▼▼▼
PR #522, opened 2019-12-11
using zuora "product type" to generate paths for fulfilment date files

frj:
This changes the path generation of fulfilment date files so they are written to paths based on the  zuora product type. 

eg:
```
s3://fulfilment-date-calculator-dev/Newspaper - Home Delivery/2019-12-11_Newspaper - Home Delivery.json
```
This avoid clients which have access to the zuora subscription from needing to store mappings from the product type to the identifiers used in these paths.


twrichards:
I like this in principal - but not so sure about `+`s for the space character - could we do a replace with `_` perhaps??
▲▲▲
**Directions for this task:** This exercise calls for repeating every line of the data exactly.

**Response to this exercise:**
PR #522, opened 2019-12-11
using zuora "product type" to generate paths for fulfilment date files

frj:
This changes the path generation of fulfilment date files so they are written to paths based on the  zuora product type. 

eg:
```
s3://fulfilment-date-calculator-dev/Newspaper - Home Delivery/2019-12-11_Newspaper - Home Delivery.json
```
This avoid clients which have access to the zuora subscription from needing to store mappings from the product type to the identifiers used in these paths.


twrichards:
I like this in principal - but not so sure about `+`s for the space character - could we do a replace with `_` perhaps??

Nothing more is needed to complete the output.